Im very new to video processing and now I am stuck decoding my H.264 RTSP-Stream with FFmpeg and VideoToolbox in Swift.
Currently I am a bit overwhelmed extracting sps and pps
-> Where are they stored? I have the following options getting data
- AVFrame.data
- AVFrame.extended_data
- AVFrame.metadata
- AVPacket.data
- AVPacket.side_data
- AVCodecContext.extra_data
.. and so on
For now I am working with AVCodecContext.extra_data
, but this seems a bit different to the example from here
My code for getting SPS and PPS is this one
private func receiveRawFrame(frame:AVFrame,codecContext:AVCodecContext){
//Get the extradata, where the SPS and the PPS is stored?
let codecContextExtraData:UnsafeMutablePointer<UInt8> = codecContext.extradata
let startCodeIndex = 0
var secondStartCodeIndex = 0
var thirdStartCodeIndex = 0
var naluType = self.getNaluType(naluTypeRaw: codecContextExtraData[startCodeIndex + 4] & 0x1F)
if naluType == .sps{
print("Yeah SPS")
for i in startCodeIndex+4...startCodeIndex + 40{
if (codecContextExtraData[Int(i)] == 0x00 && codecContextExtraData[Int(i)+1] == 0x00 && codecContextExtraData[Int(i)+2] == 0x00 && codecContextExtraData[Int(i)+3] == 0x01){
secondStartCodeIndex = i
spsSize = i
break
}
}
let secondNaluTypeRaw = (codecContextExtraData[Int(secondStartCodeIndex) + 4] & 0x1F)

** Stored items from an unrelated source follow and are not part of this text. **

PR #902, opened 2015-06-06
Add objects support to v-attr

OEvgeny:
The goal is to add to ``v-attr`` directive support for objects:
```
<div v-attr="obj"></div>
```
Demo here: http://jsfiddle.net/nd9baygn/3/

Waiting for suggestions patiently :)

### DIFF
--- a/src/directives/attr.js
+++ b/src/directives/attr.js
@@ -6,27 +6,43 @@ module.exports = {
 
   priority: 850,
 
-  bind: function () {
-    var name = this.arg
-    this.update = xlinkRE.test(name)
-      ? xlinkHandler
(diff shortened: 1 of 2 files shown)


yyx990803:
Looking good! Let's just make things consistent to resemble the updated `v-style` implementation: https://github.com/yyx990803/vue/blob/dev/src/directives/style.js

I think the logic should be equivalent and I don't see the need to store the previous object as `this.obj`.

Nirazul:
The demo does not seem to work in latest Chrome.

OEvgeny:
Done!

yyx990803:
good job!

PR #982, opened 2015-06-28
Cater for possibility of el not existing

fergaldoyle:
While writing a drag and drop vue sortable directive which uses jQuery UI sortable (both same list and connected list sortable), I found vue was throwing `el` undefined errors a lot with various actions, e.g. dragging the first item in a list then updating the underlying array model. The element had been removed by jQuery while vue was expecting it to exist.

By checking for the existance of `el`, and returning and empty object if it does not exist, allow these two dom manipulation libraries play nicely together.

### DIFF
--- a/src/directives/repeat.js
+++ b/src/directives/repeat.js
@@ -683,9 +683,7 @@ module.exports = {
 
 function findPrevVm (vm, anchor, id) {
   var el = vm.$el.previousSibling
-  if (!el) {
-      return
-  }
+  if (!el) return
   while (
     (!el.__vue__ || el.__vue__.$options._repeatId !== id) &&
     el !== anchor
--- a/src/directives/repeat.js
+++ b/src/directives/repeat.js
@@ -684,7 +684,7 @@ module.exports = {
 function findPrevVm (vm, anchor, id) {
   var el = vm.$el.previousSibling
   if (!el) {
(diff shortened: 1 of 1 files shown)


yyx990803:
This will likely cause the list to go out of sync. I need to see a demo of jQuery UI sortable working properly with this change.

fergaldoyle:
Here is the sortable directive with stock vue.js (throws errors)
http://jsfiddle.net/fergal_doyle/5Lrtte9v/7/

And here is the same directive but with a built of vue.js including the change I made in this PR:
http://jsfiddle.net/fergal_doyle/5Lrtte9v/6/

You can drag and drop items, use methods to reverse and add items to the model in any combination and the list stays in sync.

src/directives/repeat.js
```diff
@@ -683,6 +683,9 @@ module.exports = {
 
 function findPrevVm (vm, anchor, id) {
   var el = vm.$el.previousSibling
+  if (!el) {
```
yyx990803: I finally got time to investigate this and it seems to indeed work! One thing here is that we can just `if (!el) return` here, no need for the empty object.

fergaldoyle:
I've made the changes, no empty object now being returned.

yyx990803:
Thanks!

PR #1129, opened 2015-08-07
v-model radio and checkbox expressions

fergaldoyle:
**Radio input**
Added the ability to specify an expression, via attribute `exp`, which will be evaluated on the current scope and set as the v-model value when the radio is selected, similar to Angular `ng-value`. e.g.
```html
<input type="radio" name="sample" v-model="model.radio" value="1" exp="true" />
<input type="radio" name="sample" v-model="model.radio" value="0" exp="false" />
```
If the first radio is selected, `model.radio === true` instead of `"1"`. When the model updates and `exp` is present, we match the evaluated expression rather than the `value` string when choosing which radio to set as `checked`.

**Checkbox input**
Added the ability to specify a `true-value` and `false-value` which will override the default `true`/`false` values. Similar to Angular `ng-true-value` and `ng-false-value`. e.g:
```html
<input type="checkbox" v-model="model.checkbox1" true-value="'someTrueValue'" false-value="'someFalseValue'"/>
<input type="checkbox" v-model="model.checkbox2" true-value="expression1" false-value="expression2"/>
```
If present `true-value` and `false-value` will be evaluated on the current scope, and set as the v-model value when the checkbox changes. Similar to the radio, if the model changes a comparison is made against `true-value` and `false-value` values to determine the checkbox state.


src/directives/model/checkbox.js
```diff
@@ -5,17 +5,52 @@ module.exports = {
...
+      }
+      if (!val && falseExp !== null) {
+        val = self.vm.$eval(falseExp)
+      }
+      return val
+    }
+    this._getValue = getValue
+
+    function matchValue (value) {
+      var trueValue = true
```
yyx990803: Since `el.checked` can be only `true` or `false`, we just need to check if `value` equals `trueValue` here - in all other cases we just return false. This could make `matchValue` much simpler.

src/directives/model/checkbox.js
```diff
@@ -5,17 +5,52 @@ module.exports = {
   bind: function () {
     var self = this
     var el = this.el
+    var trueExp = this._checkParam('true-value')
```
yyx990803: To be consistent with `exp` for radio input, maybe we should use `true-exp` and `false-exp`?

fergaldoyle:
Yes makes sense to use true-exp and false-exp. Also simplified `matchValue`, either the true/trueExp matches the incoming value or it does not, which implies a false match.

https://github.com/yyx990803/vue/commit/b8e364fd3b0a1231452f0e425a0e75e95d174f93

yyx990803:
Cool! Mind rebasing against latest `dev` so the CI build can pass?

fergaldoyle:
Hitting the limits of my git knowledge here, I've re-based `v-model-enhancments` onto `dev`, will I have to open a new pull request?

yyx990803:
Here's what you should **probably** do:

```
git checkout dev
git pull https://github.com/yyx990803/vue.git dev
git checkout v-model-enchancements
git rebase dev
git push -f
```

fergaldoyle:
That seemed work

yyx990803:
Thanks!

PR #1133, opened 2015-08-08
Hide directive

pespantelis:
It is the opposite of `show` directive.

### DIFF
--- a/src/directives/hide.js
+++ b/src/directives/hide.js
@@ -1,0 +1,8 @@
+var transition = require('../transition')
+
+module.exports = function (value) {
+  var el = this.el
+  transition.apply(el, value ? 1 : -1, function () {
+    el.style.display = value ? 'none' : ''
+  }, this.vm)
+}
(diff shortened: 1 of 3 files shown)


azamat-sharapov:
Doesn't this make API more verbose and add more size to library? Why not just `v-show="!show"`?

pespantelis:
IMO `v-hide="show"` is more clean and readable from `v-show="!show"`.
Regarding the library, it is increased less than half of KB.

yyx990803:
Thanks for the PR, but let me explain why I don't want to add `v-hide`: the general philosophy behind Vue is we want to keep it as lightweight as possible, so when we add code into the codebase, we want to make sure the code either provides substantial improvement to an existing feature, or adds a new functionality that cannot be trivially achieved with the current API. In general, we want to avoid adding code just for the sake of stylistic alternatives. In fact we have been trying to removing stylistic alternatives as much as possible (e.g. `v-with` vs `props`).

`v-hide`, in my opinion, is just a stylistic alternative to `v-show`, and its benefit over `v-show` is somehow subjective and marginal.

Regardless, thanks for your PR and hope to see you contributing to Vue again in the future :)

pespantelis:
Thank you for the detailed explanation :)

Issue #1131, opened 2015-08-08
Suggestion about `currency` filter


ratiw:
Hi, I've been experimenting on Vue.js a little bit and feel really great about it. 

However, in my opinion, the `currency` filter is a bit restricted that it doesn't allow `''` empty string to be used. As in my country, the currency symbol is not very popular and most of the time get ignored by the users; therefore, no symbol is used in that place. But we do format the currency using thousand separator and decimal point as usual.

I know that I can pass a space to get rid of the currency symbol, but that actually use a space in front of the currency value is not very ideal. I think allowing an empty string to be used in the currency symbol would be more appropriate (so there will be no space in front of the currency value).

This is just a suggestion. Thanks for you excellent work on Vue.js anyway.

Cheers,
Rati

PR #1135, opened 2015-08-08
Currency symbol

azamat-sharapov:
Looks like `''` and `null` are casted into `undefined`, so I chose `false` to be as "no-symbol param". 

What do you think?

### DIFF
--- a/src/filters/index.js
+++ b/src/filters/index.js
@@ -61,7 +61,7 @@ var digitsRE = /(\d{3})(?=\d)/g
 exports.currency = function (value, currency) {
   value = parseFloat(value)
   if (!isFinite(value) || (!value && value !== 0)) return ''
-  currency = currency || '$'
+  currency = currency != null ? currency : '$'
   var stringified = Math.abs(value).toFixed(2)
   var _int = stringified.slice(0, -3)
   var i = _int.length % 3
--- a/CONTRIBUTING.md
+++ b/CONTRIBUTING.md
@@ -81,4 +81,4 @@ The default task (by simply running `grunt`) will do the following: lint -> buil
 
 The unit tests are written with Jasmine and run with Karma. The e2e tests are written for and run with CasperJS.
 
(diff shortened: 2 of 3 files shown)


src/filters/index.js
```diff
@@ -61,7 +61,7 @@ var digitsRE = /(\d{3})(?=\d)/g
 exports.currency = function (value, currency) {
   value = parseFloat(value)
   if (!isFinite(value) || (!value && value !== 0)) return ''
-  currency = currency || '$'
+  currency = currency === false ? '' : currency || '$'
```
yyx990803: Looking at #1131 , it seems we should just check if `currency` is undefined or null.
So something like `currency = currency != null ? currency : '$'`

azamat-sharapov: Hmm, in suggestion, OP needs ability to filter number through currency filter *without adding symbol*. How would `currency = currency != null ? currency : '$'` do that?

yyx990803: so that he can do `money | currency ''`. Currently empty string is considered falsy and gets casted into `$`.

azamat-sharapov: well, as I said in PR description, `''` is casted to `undefined` :) Is this bug somewhere in parser?  

Otherwise I was going to use empty string as a *no-symbol param* also. Only "ok" choice was to take `false` as *no-symbol param*. Another choice is to remove this slightly discriminating `$` default :smile: , but that would be breaking change.

yyx990803: Oh, interesting, that sounds like a filter bug! I'll take a look.

yyx990803: fixed!

azamat-sharapov: heh, did I ever speak about speed of you coding? :)
is it fine if I force push into this branch? wanna re-create branch. Or better open another PR?

yyx990803: just force push is fine

yyx990803:
:tada:

PR #1140, opened 2015-08-10
Debounce filter

karevn:
An implementation for event debounce filter inspired by this thread: https://github.com/vuejs/Discussion/issues/245


src/filters/index.js
```diff
@@ -130,6 +130,20 @@ exports.key = function (handler, key) {
 // expose keycode hash
 exports.key.keyCodes = keyCodes
 
+exports.debounce = function (handler, delay) {
```
yyx990803: This implementation doesn't pass on the arguments the handler gets. In fact you can just use the internal `_.debounce` to wrap the handler.

test/unit/specs/filters/filters_spec.js
```diff
@@ -96,6 +96,17 @@ describe('Filters', function () {
...
   })
 
+  it('debounce', function (done) {
+    var filter = filters.debounce
+    expect(filter(null)).toBeUndefined()
+    var spy = jasmine.createSpy('filter:debounce')
+    var handler = filter(spy)
+    handler()
+    expect(spy).not.toHaveBeenCalled()
+    handler = filter(function () { done() })
```
yyx990803: make sure to test receiving proper arguments here

karevn:
Btw, why not to make `_.debounce` available as Vue global function?

yyx990803:
@karevn it is available as `Vue.util.debounce`.
Could you please rebase against current `dev` so that the CI build can pass? Thanks!

yyx990803:
This PR itself is trying to merge into `master`, but `master` only holds the latest stable release; all PRs should be submitted against `dev`. I don't think you can change the target branch of an open PR, so you will have to make a new one (and preferably make clean commits on top of `dev`)

karevn:
https://github.com/yyx990803/vue/pull/1145

PR #1151, opened 2015-08-12
Added throttle util and filter

karevn:
Hello! I think this small addition will be helpful for some cases (at least it was really helpful for my current project).

### DIFF
--- a/src/util/lang.js
+++ b/src/util/lang.js
@@ -255,6 +255,47 @@ exports.debounce = function (func, wait) {
 }
 
 /**
+* Throttle a function so it will only gets called at most
+* once during a given timespan.
+*
+* @param {Function} func
+* @param {Number} wait
+* @param {Object} options
+* @return {Function} - throttled function
+*/
+exports.throttle = function (func, wait, options) {
+    var context, args, result
+    var timeout = null
+    var previous = 0
+    if (!options) options = {}
+    var later = function () {
+      previous = options.leading === false ? 0 : Date.now()
+      timeout = null
+      result = func.apply(context, args)
+      if (!timeout) context = args = null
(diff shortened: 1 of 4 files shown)


yyx990803:
Thanks for the PR - can you give some more information on the actual use case? e.g. what type of UI are you using this for?

karevn:
I am building a "custom cursor" thingie, which should only be displayed when hovering over specific areas of the app. So, I need to check if I should display a custom cursor or default one based on `jQuery(el).closest('bla-blah').size()` call result, which is expensive. But, I don't need an immediate reaction, so if I throttle the event to be only fired once in 100msec - all works fine.

So basically, this thing will be useful for working with mouseover / scroll events when they should be fired "in-between" the action.

src/util/lang.js
```diff
@@ -255,6 +255,47 @@ exports.debounce = function (func, wait) {
...
 
 /**
+* Throttle a function so it will only gets called at most
+* once during a given timespan.
+*
+* @param {Function} func
+* @param {Number} wait
+* @param {Object} options
+* @return {Function} - throttled function
+*/
```
rafaell-lycan: :clap:

Codebryo:
is this still open/valid?

karevn:
It's just sitting and waiting :)

yyx990803:
Hey, sorry for letting this sit for so long. The reason I hesitated and decided not to merging this: it's adding weight to the library for a very edge use case, which can be easily implemented as a userland thing. In comparison, `debounce` is in core because it is commonly used on input with `v-model` and there's no easy way for a user to implement that for `v-model`.

Again, thanks for the PR.

PR #1826, opened 2015-11-18
add orderByKeys function

huangyifu:


yyx990803:
Thanks for the PR.

Please note that Vue.js core intentionally limits the functionality it provides to keep its size small. Therefore we only provide the most commonly-used filter functions as default ones. If the users need a highly custom sorting algorithm, they can just implement it as a custom filter or a computed property.

The basic idea is, we want avoid shipping code that adds size but only get used in a few very specific scenarios. So unfortunately I don't think we should add yet another sorting filter.

---

Additionally, please make sure to follow the code style and pass the lint/test build flow before submitting PRs.

Issue #1945, opened 2015-12-01
Need more variables in inline statement


rhyzx:
~~Currently only `$event` variables is [provided](https://github.com/vuejs/vue/blob/d716ef46e781a4d65c71b2a1e94f6902ec14d7b4/src/directive.js#L232), and it represents the first argument this handler being called(DOM events in most case). But it is not suitable for custom vm events, especially with multi arguments.~~

eg.
```js
// parent
<my-component v-for="item in items" @my-event="handle($index, /* i want 'bar' here */)"></my-component>

// child
this.$emit('my-event', 'foo', 'bar')
```

I suggest add a more flexible variable(such as `$` or `$$`) to represents all arguments, so we can get any argument by `@my-event="handle($[0], $[1])"`.

For convenient, we can provide `$0` - `$9` to represents corresponding arguments like [Bash](http://tldp.org/LDP/abs/html/othertypesv.html#POSPARAMREF1).

@yyx990803 , if you agree with me and think this is necessary, please let me pull a PR for this :trollface:

rhyzx:
Well, after a researching of src codes, i found there is no variable(even `$event`) [provided](https://github.com/vuejs/vue/blob/dev/src/instance/api/data.js#L25) for custom events.

yyx990803:
Thanks, I think something like `$arguments` is more explicit. What we need to do is basically wrap the `handler` here: https://github.com/vuejs/vue/blob/dev/src/instance/internal/events.js#L41 - before calling the handler, we set `$arguments` on the current scope, and reset it afterwards.

rhyzx:
got it

Rolanddoda:
Does `$arguments` still exists in the template ? Bc I am trying to access it but it doesn't work. I am using a library which returns 2 arguments .

If I do:
```
<lib-component
    @some-event="$emit('some-event', $event)"
>
</lib-component
```

It catches only the first argument. So somehow I need to catch all events and seemed that $arguments is the best solution.

Rolanddoda:
Oh Ok I found that $arguments do not exists but `arguments` without $ sign exists.

PR #1949, opened 2015-12-02
Add $arguments variable in component events inline statement #1945

rhyzx:


src/instance/internal/events.js
```diff
@@ -32,13 +32,18 @@ export default function (Vue) {
...
-    var name, handler
     for (var i = 0, l = attrs.length; i < l; i++) {
-      name = attrs[i].name
+      let name = attrs[i].name
       if (eventRE.test(name)) {
         name = name.replace(eventRE, '')
-        handler = (vm._scope || vm._context).$eval(attrs[i].value, true)
-        vm.$on(name.replace(eventRE), handler)
+        const scope = vm._scope || vm._context
+        const handler = scope.$eval(attrs[i].value, true)
```
rhyzx: Does it ok to use ES6 syntax here? i searched whole src codes and found there is no ES6 syntax used except modules.

src/instance/internal/events.js
```diff
@@ -32,13 +32,18 @@ export default function (Vue) {
...
+        vm.$on(name.replace(eventRE), function (...args) {
+          scope.$arguments = args
+          const result = handler.apply(this, args)
```
rhyzx: One disadvantage of doing wrapper here instead of [here](https://github.com/vuejs/vue/blob/dev/src/instance/api/data.js#L26) is, **if this statement `isSimplePath`, it is no necessary to wrap it**

src/instance/internal/events.js
yyx990803: it's ok to use `let` and `const`. I am only using features that do not increase compiled file size at the moment.

src/instance/internal/events.js
yyx990803: Good point. Let's wrap it in `$get`. Also, use `util.toArray` to convert `arguments` to an array, the `...args` syntax adds a long for loop in the compiled code.

rhyzx: got it

yyx990803:
:+1:

PR #1982, opened 2015-12-07
Dev

xueyaodeai:
window.ontransitionend and window.onanimationend now is null in Chrome and Safari instead of undefined!


yyx990803:
Thanks, the logic is only for detecting old browsers that still require the webkit prefix. It works as intended...

xueyaodeai:
I get it. I'm just learning the code of vuejs. Could you tell me some way to learn it?

posva:
The guide is neaaat http://vuejs.org/guide/

PR #2014, opened 2015-12-11
Fix package module ID / Cannot find module "vue"

tilleps:
Getting errors while trying to install via npm:
```
npm install vue
```

Was able to install the github version via:
```
npm install vuejs/vue#dev
```

However, I got the following error:
```
Error: Cannot find module 'vue'
```

Looks like the package.json main is pointing to a non-existing file:
`dist/vue.common.js`

I checked both `dev` and `master` branch, neither had the file.  This PR is removing
`dist/vue.common.js` from files and updating the package main to point to `dist.vue.js`

### DIFF
--- a/package.json
+++ b/package.json
@@ -9,9 +9,8 @@
     "browser",
     "framework"
   ],
-  "main": "dist/vue.common.js",
+  "main": "dist/vue.js",
   "files": [
-    "dist/vue.common.js",
     "dist/vue.js",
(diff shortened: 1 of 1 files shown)


yyx990803:
Thanks, `vue.common.js` is only built and distributed with the npm module.

See updated instructions on using latest source code: http://localhost:4000/guide/installation.html#Dev_Build

PR #2043, opened 2015-12-17
make Vue work on node env that forbid `new Function` (ie. Atom)

jeremyfa:
_Vue_ is excellent at making UI in a simple and expressive way. I wanted to use it to create UI inside an Atom plugin, but Atom environment doesn't allow to use `eval` or `new Function()`.

This pull request provides an alternate implementation of `Function` based on node.js `vm` module when the native `Function` doesn't work. These changes make _Vue_ work fine on Atom (and similar node.js based environment that may have forbidden `new Function()`)

I ran browserify and webpack over the modified project, so far it doesn't break.

EDIT: I saw the csp-compliant build, which works on Atom as well, but when available, the `vm` based implementation may be more efficient than `notevil.Function`.


jeremyfa:
Mmmh, seems that I don't respect the indentation. I will fix that.

jeremyfa:
Well, still having issues. I will look into what I have broken -_-. Stay tuned.

jeremyfa:
On my side the modified `vue.js` still works just fine in the browser. Not sure if we should worry about the failed tests, that are skipped in the `dev` branch. Should we?

azamat-sharapov:
I might have misunderstood purpose of this PR, but.. have you checked **csp** branch? https://github.com/vuejs/vue/releases/tag/v1.0.11-csp

jeremyfa:
Yes thanks! Just edited the first post of this PR: I did see the *csp* branch, but the `vm` based implementation, when available (node.js/atom) may be more efficient than parsing AST with pure javascript. I am wondering if it could be considered to use it in that case?

yyx990803:
Thanks for this PR, but I don't think this should be part of the main distributed build of Vue.

On the other hand, the advantage of CSP build is that it can be used in environments that enforces CSP but do not have a Node runtime (e.g. Chrome apps).

It may indeed be the most efficient solution in Electron-based environments like Atom. But that's a really narrow use case. I think this could either be used as a fork or a special branch like `vm`.

jeremyfa:
Yes, makes sense.

The `vm` branch might be a good option (also to be able to do something like `npm install vue@vm`).

I guess for now I will use a fork.

Thanks for the feedback!

PR #2054, opened 2015-12-18
Fix "lazy" attribute for input type="text"

PavelCSS:


yyx990803:
I don't think this PR does what it says - it also breaks existing behavior. Please make sure your PR is correct.

PavelCSS:
v-model attribute lazy is activated twice when blur and change. I think enough to a change event

PR #2061, opened 2015-12-21
[fix] Convert string to number

pespantelis:
I found this issue by a [question](http://stackoverflow.com/questions/34388349/vue-js-binding-radio-elements-of-same-name-to-array) on StackOverflow.

If the `index` is string, the `this.length` assigned with the concatenated value of `index` and `1`.


ludo237:
:+1:

Issue #1960, opened 2015-12-03
class="{{ foo }" and :class="foo" not treated the same way during transitions.


crswll:
In this example we're using `class="{{ foo }}"` in the template but the elements aren't transitioning.

http://jsfiddle.net/crswll/t5jv7d98/1/

If we use `:class="foo"` they transition just fine.

http://jsfiddle.net/crswll/t5jv7d98/2/

PR #2076, opened 2015-12-23
Fix #2075

### LINKED ISSUE #2075: class="className {{ className }}" cause duplicated result
source:

``` html
<div class="icon icon-{{test}}"></div>
```

expect:

``` html
<div class="icon icon-test"></div>
```

result:

``` html
<div class="icon icon- icon-test"></div>
```

here's the code:

https://jsfiddle.net/10ons60y/

 是我的使用姿势不对吗  _(:3」∠)_

pespantelis:


yyx990803:
Thanks, this change was introduced in https://github.com/vuejs/vue/commit/ad2ac5070c830ecc7d892229d7ddf29a63e2a6c4 to fix #1960 - I will have to think about how to best handle it without re-introducing the issue in #1960.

naluType = self.getNaluType(naluTypeRaw: secondNaluTypeRaw)
}
if naluType == .pps{
print("Yeah PPS")
for i in (spsSize+4)..<(spsSize+30){
if (codecContextExtraData[Int(i)] == 0x00 && codecContextExtraData[Int(i)+1] == 0x00 && codecContextExtraData[Int(i)+2] == 0x00 && codecContextExtraData[Int(i)+3] == 0x01){
print("Never gets here")
break
}
}
}
else{
print("other -> TBD")
}
}
}
Further function to get the naluType:
private func getNaluType(naluTypeRaw:UInt8) -> NaluType {
switch naluTypeRaw {
case 0: return .pframe
case 5: return .iframe
case 7: return .sps
case 8: return .pps
default:
return .unknown
}
}
With this custom enumerator:
enum NaluType {
case sps
case pps
case pframe
case iframe
case unknown
}
As you can see in the comment of the receiveRawFrame
function, I never get the third NALU. When I print the AVCodecContext.extraData
from [0]
to [50]
I get the following output
0 0 0 1 103 66 192 30 217 3 197 104 64 0 0 3 0 64 0 0 12 3 197 139 146 0 0 0 1 104 203 140 178 0 0 0 0 0 0 0 0 0 0 0 0 0 0 0 0 0 0
Now it makes sense, that I never get the third NALU, because there are only 2 StartCodes, but where is the rest?